→ **The problem**
Reproduce the records word for word, from the first line to the line containing "Ivan95kos, line 18: use".
+ + +
PR #979, opened 2023-05-26
no comment yet

Olena-Pro:


src/main/java/core/basesyntax/WorkWithFile.java
```diff
@@ -1,7 +1,67 @@
...
+import java.io.FileWriter;
+import java.io.IOException;
+
 public class WorkWithFile {
+    private static final int INDEX_OPERATION = 0;
+    private static final int INDEX_DATA = 1;
+    private static final String LIMIT_FIELD = ",";
+    private String reportText;
+
     public void getStatistic(String fromFileName, String toFileName) {
```
Ivan95kos, line 16: this method should contain three calls of other methods: readFile() - returns content, generateReport() -(you pass contents here), writeToFile()-(you pass report and filename here ), this will be a good code decomposition

src/main/java/core/basesyntax/WorkWithFile.java
```diff
@@ -1,7 +1,67 @@
...
+        String nameSupply = "supply";
+        String nameBuy = "buy";
```
Ivan95kos, line 18: use constants instead of strings

src/main/java/core/basesyntax/WorkWithFile.java
```diff
@@ -1,7 +1,67 @@
...
+        StringBuilder stringBuilder = new StringBuilder();
```
Ivan95kos, line 19: do not use such naming, how to guess what it stores?

Ivan95kos (changes requested):

src/main/java/core/basesyntax/WorkWithFile.java
```diff
@@ -1,7 +1,80 @@
...
+    private static final int INDEX_DATA = 1;
+    private static final String LIMIT_FIELD = ",";
+    private static final String OPEERATION_ARRIVAL = "supply";
+    private static final String OPERATION_EXPENSE = "buy";
+
     public void getStatistic(String fromFileName, String toFileName) {
+        String inputInfo;
+        String reportText;
+        inputInfo = readFile(fromFileName);
+        reportText = generateReport(inputInfo);
```
okuzan, line 21:
```suggestion
        String inputInfo = readFile(fromFileName);
        String reportText = generateReport(inputInfo);
```

src/main/java/core/basesyntax/WorkWithFile.java
```diff
@@ -1,7 +1,80 @@
...
+        } catch (IOException e) {
+            throw new RuntimeException("Can't read file " + fromFileName, e);
+        }
+        return stringBuilder.toString();
+    }
+
+    private String generateReport(String inputInfo) {
+        if (inputInfo.length() == 0) {
+            return null;
+        }
```
okuzan, line 42: returning null silently is a bad practice, better throw an exception if we don't expect this situation. In this task, we don't need to validate input

okuzan (changes requested):

src/main/java/core/basesyntax/WorkWithFile.java
```diff
@@ -1,7 +1,80 @@
...
+import java.io.BufferedReader;
+import java.io.BufferedWriter;
+import java.io.File;
+import java.io.FileReader;
+import java.io.FileWriter;
+import java.io.IOException;
+
 public class WorkWithFile {
+    private static final int INDEX_OPERATION = 0;
+    private static final int INDEX_DATA = 1;
```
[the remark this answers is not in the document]
okuzan: this is a minor change, but I would recommend it nevertheless :)

okuzan (approved):
Good job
+ + +
→ **Completed task**
PR #979, opened 2023-05-26
no comment yet

Olena-Pro:


src/main/java/core/basesyntax/WorkWithFile.java
```diff
@@ -1,7 +1,67 @@
...
+import java.io.FileWriter;
+import java.io.IOException;
+
 public class WorkWithFile {
+    private static final int INDEX_OPERATION = 0;
+    private static final int INDEX_DATA = 1;
+    private static final String LIMIT_FIELD = ",";
+    private String reportText;
+
     public void getStatistic(String fromFileName, String toFileName) {
```
Ivan95kos, line 16: this method should contain three calls of other methods: readFile() - returns content, generateReport() -(you pass contents here), writeToFile()-(you pass report and filename here ), this will be a good code decomposition

src/main/java/core/basesyntax/WorkWithFile.java
```diff
@@ -1,7 +1,67 @@
...
+        String nameSupply = "supply";
+        String nameBuy = "buy";
```
Ivan95kos, line 18: use constants instead of strings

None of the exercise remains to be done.